By highlighting the key model drivers, we hope to inform future efforts in building cost-effectiveness models in HF management. However, a key failing within the cost-effectiveness models was the general lack of studies carrying out any type of VOI, with just two studies reporting EVPI and none reporting an expected value of partially perfect information (EVPPI) or expected value of sample information (EVSI). VOI is an important tool for studying uncertainty associated with a coverage decision and its implications, and can help to estimate the value of collecting additional data to reduce decision uncertainty [16, 17]. Authors have noted that application of VOI analyses remains limited, and that a better awareness is needed to align VOI assessments with the needs of decision makers [17]. Our study reflects this conclusion with regard to VOI analysis within recent cost-effectiveness models for HF.

The studies identified through our systematic approach typically employed a Markov or trial-based analytic approach, with most models displaying sufficient detail with regard to model perspectives and discount rates.

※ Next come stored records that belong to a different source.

PR #9095, opened 2025-03-27
Action confirmation (accept/reject) via notify API, registrationNumber, etc.

cibelius:
Related PR: https://github.com/opencrvs/opencrvs-countryconfig/pull/587

Action confirmation is now implemented for these selected actions:

```
export const ConfirmableActions = [
  ActionType.NOTIFY,
  ActionType.DECLARE,
  ActionType.VALIDATE,
  ActionType.REGISTER,
  ActionType.REJECT,
  ActionType.ARCHIVE,
  ActionType.PRINT_CERTIFICATE
] as const
```

- Create function `getDefaultActionProcedures()` for generating action handler endpoints for an action. This will generate 3 endpoints, which support the so called 'confirmation' flow, where actions are either synchronously or asynchronously accepted or rejected via the Notify API.
- Actions can now have 3 states: 'Requested', 'Accepted' and 'Rejected'
  - Actions which right away receive a HTTP 200 from the notify API are saved with 'Accepted' state, and events which right away receive a HTTP 400 are saved with 'Rejected' state
  - If the notify API returns HTTP 202, the action is first saved in 'Requested' state, then later when the `accept` or `reject` API is called, a new action will be saved with either 'Accepted' or 'Rejected' state. In these cases the event will have two actions saved in the `actions` array for this single action. The accepting or rejecting action will also save the original action id in `originalActionId`.
- Add storybook tests for EventOverview, to make sure that a rejected action is not shown on the list
- Registration action now receives a `registrationNumber` (string) from the notify API, this is saved and displayed in event details on EventSummary page
- Consider the event to be rejected if any of the actions are rejected (see [discussion](https://opencrvsworkspace.slack.com/archives/C07NQAULENB/p1743405827329159?thread_ts=1743405454.193039&cid=C07NQAULENB))
- Update `msw` npm package version in `packages/events`


packages/events/src/service/files/index.ts
```diff
@@ -98,7 +99,9 @@ export async function presignFilesInEvent(
     throw new Error('Failed to find configuration for event')
   }
 
-  const actionFileFields = event.actions.flatMap((action) =>
+  const activeActions = getAcceptedActions(event)
```
rikukissa, line 102: Definitely not something that you need to action on:

It would be cool to have the "default" event object only include accepted actions and then using a "lense" of sorts on top of it if the intermediate actions also want to be seem. Would potentially reduce dev mistakes

rikukissa (approved):

packages/client/src/v2-events/features/workqueues/EventOverview/EventOverview.tsx
```diff
@@ -46,17 +47,6 @@ import { EventSummary } from './components/EventSummary'
 import { ActionMenu } from './components/ActionMenu'
 import { EventOverviewProvider } from './EventOverviewContext'
 
-/**
- * Based on packages/client/src/views/RecordAudit/RecordAudit.tsx
```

However, more than half of the retrieved studies lacked transparency in important features of their analyses, including aspects of model structure, software used, simulations carried out, and completeness of results reported. Reassuringly, when more recent studies were assessed, we noted that transparency was generally increased. Collectively, we feel improved adherence with CHEERS standards and other similar reporting guidelines [10, 18] needs to be upheld, alongside a wider open-source modeling initiative for publication of cost-effectiveness models, to allow for full understanding of the methodologies employed.

The current study should be interpreted in light of some limitations. As noted above, there was wide variation in the reporting of key information within studies, and our analysis is therefore limited to the information provided in the published manuscripts. Half of the studies were carried out in the UK or USA; therefore we cannot assume generalizability in other cohorts. Of the 23 studies published in the past 3 years, 74% involved a sacubitril/valsartan comparison with enalapril, assessing cost-effectiveness based on the PARADIGM-HF study. As such, a bias towards certain treatment interventions cannot be overlooked, particularly in most recent years. We have only been able to draw conclusions on model drivers based on the information available in 51% of retrieved studies, which explicitly discussed model drivers within the text of their manuscript with sufficient detail. It was beyond the scope of this brief communication to provide an in depth assessment of the mechanisms behind the relevance/identification of each model driver. Furthermore, we could only assess model drivers as factors determining the robustness/uncertainty of ICERs within the models described. We therefore believe there are missed opportunities as a result of this lack of user-evaluable information in the design and utility of risk prediction models for the management of HF. In addition, the majority of studies that reported DSA did not specify the type of ranges adopted or used a large variation (i.e., ≥ 20%) from the point estimates. As a result, bias could have been introduced in the key drivers identified. In addition, structural uncertainty was not assessed. Further research is needed to conclude on how these model drivers can be used to build better cost-effectiveness models.

In conclusion, treatment effect on mortality was the most frequently identified first-reported model driver across the identified decision analytic models designed for evaluating the cost-effectiveness of HF. Among top 5 ranked model drivers, cost of treatment and utility were most frequently identified. While cost of treatment was a frequently identified model driver, our findings suggest a higher relative importance of treatment effect on baseline mortality outcomes in cost-effectiveness models of HF.